Fauci is accused of quickly scuttling such discussion and critics point to his own alleged approval of gain-of-function research at the Wuhan lab. Fauci and other leading experts now admit that the lab theory is a real possibility, even if they do not agree that it is the best explanation. Social media companies like Facebook declared that the previously banned “conspiracy theory” would now be allowed to be discussed. Yet, some in the media continued to push the media to avoid discussing it. The New York Times science writer Apoorva Mandavilli declared the theory “racist” even as Fauci and others were saying that it is now considered a possible explanation.
Indeed, many of the views that the media attacked as conspiracy theories or debunked are now again being seriously considered. That includes claims of adverse responses to the vaccines, natural immunity protection, and the psychological costs from masking or isolation, particularly among children. None of these views are inviolate or beyond question — any more than the official accounts were at the time. Rather, they were systemically “disappeared” from social media – pushed to the far extremes of public and academic discourse.
The First Amendment is designed to prevent the government from censoring speech. While the new lawsuit will face legal challenges, it has already forced previously unknown government-corporate coordination into the public view.
While the CDC now admits that it made serious mistakes during the pandemic, it allegedly worked with companies to ban opposing views. Those who sought to raise these questions found their accounts suspended. There is every reason for the CDC to combat what it considers false information through its own postings and outreach programs. However, the involvement in censoring dissenting views is deeply troubling.

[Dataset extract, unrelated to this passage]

Issue #658, opened 2018-08-08
Deploy release to s3 and GitHub releases broken


YakDriver:
Need build requirement (gravitybee) within the docker build container but the deploy requirement (satsuki) within the Travis container. Since satsuki is only installed within the docker build container, it is not available in Travis. This has cascading effect of never creating the release/tag so that deploys to pypi, s3 release bucket, and github releases all never happen.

That brings us back to the “tricky” part. The request for the meeting was made on March 18, 2021. That week, Dorsey and other CEOs were to appear at a House hearing to discuss “misinformation” on social media and their “content modification” policies. I had just testified on private censorship in circumventing the First Amendment as a type of censorship by surrogate. Dorsey and the other CEOs were asked about my warning of a “little brother problem, a problem which private entities do for the government which it cannot legally do for itself.” Dorsey insisted that there was no such censorship office or effort.

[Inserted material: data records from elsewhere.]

PR #711, opened 2018-10-29
Makes --admin-groups parameters lowercase on Linux systems

eemperor:
This change will convert `--admin-groups` parameters to lowercase on Linux systems.


eemperor:
go codebuild go

eemperor:
go codebuild go

eemperor:
go codebuild go

src/watchmaker/__init__.py
```diff
@@ -224,6 +224,10 @@ def __init__(self, arguments):
 
         self.log.debug('System Parameters: %s', self.system_params)
 
+        # Make 'admin_groups' lowercase on Linux systems
```
lorengordon: I think it would be better to handle this logic in `workers/salt.py`, since this argument is specific to that worker.

What we can do is delete this line:

* https://github.com/plus3it/watchmaker/blob/9805a27f684ab43e1bd7fd03799dab4c9d52f727/src/watchmaker/workers/salt.py#L96

And insert the same line into the SaltLinux and SaltWindows init functions.

* https://github.com/plus3it/watchmaker/blob/9805a27f684ab43e1bd7fd03799dab4c9d52f727/src/watchmaker/workers/salt.py#L520
* https://github.com/plus3it/watchmaker/blob/9805a27f684ab43e1bd7fd03799dab4c9d52f727/src/watchmaker/workers/salt.py#L669

And only in the SaltLinux init, force the value to lowercase.

eemperor:
go codebuild go

eemperor:
go codebuild go

eemperor:
@lorengordon 

I made your suggested changes.  It worked fine but `pylint` complained about `admin_groups` missing in the parent class.  Seems `pylint` is not able to resolve the value in the inhiriting classes.  Looks like a potential bug (see [pylin issue #2425](https://github.com/PyCQA/pylint/issues/2425)).

I added `admin_groups` to the initialization which made `pylint` happy.  Still workes fine.  Any concerns?

I'll work on the additional handling of replacing spaces with `^` and `--user-groups`.

src/watchmaker/workers/salt.py
```diff
@@ -669,6 +674,7 @@ def __init__(self, *args, **kwargs):
         # Pop arguments used by SaltWindows
         self.installer_url = kwargs.pop('installer_url', None) or ''
         self.ash_role = kwargs.pop('ash_role', None) or ''
+        self.admin_groups = kwargs.pop('admin_groups', None) or ''
```
lorengordon: This ought to be moved after the `super(...)`, so that the SaltBase init does not set the value back to `None`.

src/watchmaker/workers/salt.py
```diff
@@ -523,6 +523,11 @@ def __init__(self, *args, **kwargs):
             kwargs.pop('bootstrap_source', None) or ''
         self.git_repo = kwargs.pop('git_repo', None) or ''
         self.salt_version = kwargs.pop('salt_version', None) or ''
+        self.admin_groups = kwargs.pop('admin_groups', None) or ''
+
+        # Make admin_groups lowercase
+        if self.admin_groups is not None:
```
lorengordon: I don't think this test is necessary, since the way it is set/popped above ensures it is always a string.

src/watchmaker/workers/salt.py
```diff
@@ -93,12 +93,12 @@ def __init__(self, *args, **kwargs):
         self.salt_debug_log = kwargs.pop('salt_debug_log', None) or ''
         self.salt_content = kwargs.pop('salt_content', None) or ''
         self.ou_path = kwargs.pop('ou_path', None) or ''
-        self.admin_groups = kwargs.pop('admin_groups', None) or ''
         self.admin_users = kwargs.pop('admin_users', None) or ''
         self.salt_states = kwargs.pop('salt_states', None) or ''
         self.exclude_states = kwargs.pop('exclude_states', None) or ''
 
         # Init attributes used by SaltBase, overridden by inheriting classes
+        self.admin_groups = None
```
lorengordon: Quite right, removing it entirely from SaltBase was wrong.

lorengordon:
I just realized I was thinking about this wrong. We can go back to popping `admin_groups` in the `SaltBase` init. Then, in `SaltLinux`, after calling `super()`, just modify it with `self.admin_groups = self.admin_groups.lower()` since the super() will set it to the initial value.

src/watchmaker/workers/salt.py
eemperor: Right.  It'll be a string with values or just an empty string.

eemperor:
I see what you mean.  It should be present after inhiriting it from `SaltBase`.  I'll rework it and see.

eemperor:
go codebuild go

eemperor:
I'm probably overdueing the test but I believe so!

The new lawsuit sheds new light on that testimony. It now appears that the CDC was actively feeding disapproved viewpoints to these companies, including a list of tweets that the CDC regarded as misinformation. In one email, Twitter senior manager for public policy Todd O’Boyle asked Crawford to help identify tweets to be censored and emphasized that the company was “looking forward to setting up regular chats.”
Facebook also received lists of “offensive” posts to be “dealt with.” Facebook trained government officials in using its “CrowdTangle” system used by “health departments [to] flag potential vaccine misinformation” to allow the company to review and possibly remove it. It added that “this is similar to how governments and fact-checkers use CrowdTangle ahead of elections….”
That was another eye-raising reference since these companies were criticized for killing the Hunter Biden laptop story before the election. The story was blocked as presumed “Russian disinformation,” a move that Dorsey admitted in the March hearing was a mistake. Now, a year later, story is accepted not just as legitimate but potentially a serious threat for the Biden Administration.
Whatever the outcome of the litigation, the filing raises, again, whether our concept of state censorship and a state media are outmoded. The last few years have seen a striking uniformity in the barring of certain political and policy viewpoints, including dissenting medical or scientific views that could potentially protect lives. That occurred without any central ministry of information or coercive state laws. It was done by mutual agreement and shared values between the government and these companies.
What was not known were the moving parts in what has been arguably the most successful censorship system in our history. To some extent, no direction was needed beyond the periodic announcements of figures like Fauci or the CDC, which were treated as gospel and not to be challenged. Even when Fauci was criticized for reversing himself on key issues like the wearing of masks or their efficacy, it did not change the concerted effort to suppress opposing views.
The “tricky” part for the public is how to deal with the circumvention of the First Amendment in a system of censorship by surrogates. Outsourcing the suppression of opposing views threatens the same core values in our government. Just as the CDC overstepped its bounds in mandatory moratoriums on evictions, it should not be allowed to exercise control over free speech, directly or indirectly. It’s mandate to ensure “a Healthy World–Through Prevention” should not apply to unhealthy thoughts.